III. RNA Binding Proteins

RNA-binding proteins (RBPs) are crucial components of a diverse range of cellular processes. They serve critical roles in post-transcriptional gene regulation (PTGR) by assembling RNAs and other protein co-factors into higher-order ribonucleoprotein (RNP) complexes to regulate RNA splicing, transport, storage, stability, and translation. We have identified hundreds of novel RBPs in yeast and nematodes and are actively seeking explanations for why these proteins – with primary roles in transcription, cellular trafficking, and metabolism, among others – might posses RNA-binding abilities. To understand the specific roles of novel RBPs, our lab combines classical biochemical and molecular genetics approaches with high-throughput crosslinking and deep sequencing of direct RNA target sites to discover how RBP:RNA interactions affect RNA translation, stability, localization, and degradation.

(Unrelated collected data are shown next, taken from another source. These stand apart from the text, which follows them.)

Issue #319, opened 2020-05-08
Version number reporting for TorchServe


chauhang:
At present TorchServe reports different version from different places which defeats the purpose of having a version number. 

- Version number needs to be consistent across all exposed interfaces - `torchserve -v`, /OPT endpoint and any other place
- Same version should be logged in the logs at on startup
- Version number should be updated with each release
- There should be a way to tag the name of the branch with the version and report that in the logs

PR #333, opened 2020-05-12
embed dependencies in setup.py and fix version

aaronmarkham:
## Description

It would be nice if you could just:
`pip install torchserve`
without having to first do a bunch of other installations....
Also, I found that if we put in torchtext we get sentencepiece so why call it out separately?

Seems like this would help simplify the installation docs - at least for pip.

I also fix the version number. 
Addresses part of #319.

How to test:
I tested this on DLAMI Ubuntu w/ Python 3.6 in a conda environment from the branch root:
```
conda create -n ts_pip_req
conda activate ts_pip_req
pip install .
```
It serves densenet and infers and prints the proper version now.

```
(ts_pip_req) ubuntu@ip-172-31-44-208:~/serve-1$ python
Python 3.6.6 |Anaconda, Inc.| (default, Oct  9 2018, 12:34:16) 
[GCC 7.3.0] on linux
Type "help", "copyright", "credits" or "license" for more information.
>>> import ts
>>> ts.__version__
'0.1.0'
```

Fixes #(issue)
n/a
## Type of change

### DIFF
--- a/setup.py
+++ b/setup.py
@@ -132,7 +132,7 @@ class BuildPlugins(Command):
 if __name__ == '__main__':
     version = detect_model_server_version()
 
-    requirements = ['Pillow', 'psutil', 'future']
+    requirements = ['Pillow', 'psutil', 'future', 'torch', 'torchvision', 'torchtext']
 
     setup(
         name='torchserve',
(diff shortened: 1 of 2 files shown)


lokeshgupta1975:
Closing this PR as we do not want to change the installation instructions now and the version reporting has been fixed in another PR #360

Issue #393, opened 2020-05-24
Integration tests limit the resource usage


chauhang:
Optimize the integration test suite, to do cleanup after each model test. At present, the automation test expects all models to be registered and runs the tests against them. The larger BERT based model examples have high resource requirements, and as more examples are added this will continue to increase. 

In order to limit the resource usage, optimize the test suite for proper tear down of the resources:

- [ ] Unregister model after tests for it are completed
- [ ] Delete the model artifacts to clean up the space

PR #398, opened 2020-05-25
Regression suite enhancement

### LINKED ISSUE #394: Regression test suite cannot be run multiple times consecutively in local installs
Fails on model registration tests as the mar already exists in the model store. So, we can either
1. Have instructions to restart the torchserve in a new model_store folder if running collection from PostMan client.
2. Rename the mar file downloaded with a timestamp so it doesn't clash with currently existing file when model registration API is invoked

shivamshriwas:
## Description

- fixes issue for rerun test suite consecutively.
- dumps serve logs in  /tmp/ts.log for all collections run.
- cleans test suite logs for each run
-  Cleanup after each model test  
-  added response comparison for text based and json (image classification json output) for others and binary output , status code is verified.
- JSON output scores is compared with tolerance factor given in data file. As output scores of model  will have prediction may vary.
- Enhanced the regression tests added for huggingface examples

Fixes #394 #393 

## Type of change

Run regression suite consecutively
- [x] Test A  
Regression suite runs consecutively

- [X] Test B
for model zoo inference test models are unregistered after inference test is completed of the model.
Verify in /tmp/test_exec.log

- UT/IT execution results

- Logs

## Checklist:


test/postman/inference_data.json
```diff
@@ -1,78 +1,182 @@
...
+    {
+        "url":"https://torchserve.s3.amazonaws.com/mar_files/densenet161.mar",
+        "model_name":"densenet161",
+        "worker":1,
+        "synchronous":"true",
+        "file":"../examples/image_classifier/kitten.jpg",
+        "output_type":"json",
+        "expected":[
+            {
+                "tiger_cat":0.4693359136581421
```
chauhang, line 46: @shivamshriwas The model will never return the same exact prediction scores on each attempt - there will be a slight variation. So these checks will fail. A better check will be to just search for the names in the resuling json like tiger_cat. Same comment for all the other 'expected' values that added in this PR

dhaniram-kshirsagar: @chauhang To solve this problem,  "tolerance" parameter has been added to this expected response template [see line 61 below]. However it seems there is not enough documentation around response template specification. @shivamshriwas Can you please add a description around response template parameters.

shivamshriwas: @chauhang These checks will not fail as we are comparing the scores with a tolerance factor in consideration. currently it is set to 1%  tolerance. So scores can be +/- 1% of expected value.
This tolerance value can be tuned if required, but 1% seems to be fine tested the suite with multiple consecutive runs on cpu as well as gpu based ec2

test/postman/inference_api_test_collection.json
```diff
@@ -62,11 +62,68 @@
...
+							"}",
+							"else if (type_response === \"text\") {",
+							"    pm.test(\"Test expected TEXT response\", function () {",
+							"        pm.response.to.have.body(pm.iterationData.get(\"expected\"));",
+							"    });",
+							"",
+							"}",
+							"else",
+							" if (\"json\" === \"json\") {",
+							"    pm.test(\"Test expected JSON response\", function () {",
```
dhaniram-kshirsagar, line 81: It doesn't seem to be generic as it has been written with the current expected response body i.e. for image classification. if in future new response format/json is added then this may require complete change.

test/regression_tests.sh
```diff
@@ -126,6 +129,8 @@ sudo rm -rf $ROOT_DIR && sudo mkdir $ROOT_DIR
 sudo chown -R $USER:$USER $ROOT_DIR
 cd $ROOT_DIR
 
+sudo rm -f $TEST_EXECUTION_LOG_FILE $TS_LOG_FILE
```
dhanainme, line 132: These are test report files that get uploaded to S3 after the test run. Can you please explain why these are being deleted after the test run in AWS Code Build.

**These should NOT be deleted**

test/postman/inference_api_test_collection.json
dhanainme: We seem to be creating a dependency between all the tests using parametrization & validation here. I would prefer that we dont add common validation between tests in a single testcase. 

This creates a tight coupling & maintenance would become very hard.

test/regression_tests.sh
shivamshriwas: These files are not deleted after the run instead deleted before a new run to delete logs of previous run . These files should be deleted as these files should have logs only of latest run and not historic runs in case of consecutive runs.

test/postman/inference_data.json
chauhang: Thanks @shivamshriwas Please document the details as suggested by @dhaniram-kshirsagar

shivamshriwas: @chauhang I I have added required documentation.

test/postman/inference_api_test_collection.json
dhaniram-kshirsagar: This has been addressed now. It is optional to add response content validation and code has been refactored to address maintainability.

dhaniram-kshirsagar:
> There are multiple P0 issues with this PR.
> 
> Especially,
> 
> 1. Deleting reports / logs after the tests. These tests are after all run for these imo.
> 2. Coupling validation between multiple tests. This creates a tight coupling between multiple tests & discourages / confuses new contributors to add test. The most recent example was an iteration for HuggingFace Transformers.

This has been handled now. Please refer to my responses to above comments. Also, huggingface xformer related test cases have been enhanced.

dhaniram-kshirsagar:
> Please address @dhanainme 's comments

Not sure why this PR has not been merged however note that all the concerns raised by Dhana have already been addressed.

@shivamshriwas Please resolve conflict.

shivamshriwas:
Rebased branch with master and created new PR https://github.com/pytorch/serve/pull/467

PR #418, opened 2020-06-01
[WIP]Adding an example that enables torchserve as What-If-Tool's backend

lanpa:
## Description

This PR shows an example that enables users to use torchserve as What-If-Tool's backend.

## Checklist:


maaquib:
@lanpa Thanks for this contribution. Can you also add a short README on how to use this example, something like [this](https://github.com/pytorch/serve/blob/master/examples/image_classifier/README.md)

lxning:
Could you please add README for the example?

lanpa:
@lxning Just updated.

msaroufim (approved):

Among these novel RBPs were several glycolytic enzymes. An emerging theme in biology is the reorganization of normally diffuse proteins into facultative non-membrane bound compartments in response to various signals and cellular stress. These granules are comprised primarily of RBPs and RNA. Our lab has shown that hypoxic stress induces the formation of a novel granule containing glycolytic enzymes in S. cerevisiae and human hepatocarcinoma cells that we call “Glycolytic Bodies”, or “G bodies”. Further characterization of these granules revealed that cells with G bodies consume glucose at faster rates than cells without and cells with genetically impaired G body formation are deficient at cycling through the entire glycolytic pathway suggesting these granules enhance the rate of glycolysis, possibly by concentrating all the reactions in the pathway. Proteomic analysis of these granules revealed a number of proteins constituents of G bodies and several factors required for G body formation. Many questions remain open including how the biophysical properties of the proteins involved and their interactions with RNA contribute to the structure and formation of G bodies, how various identified signaling pathways cooperate to form signal coalescence of enzymes and how these properties are conserved in human cells. Answering these questions and further characterizing the function of non-canonical RBPs remain key interests of the lab. We are using mammalian cell culture, yeast and a variety of microscopy techniques in conjunction and in addition to biochemical and genetic manipulations and techniques to explore these questions further.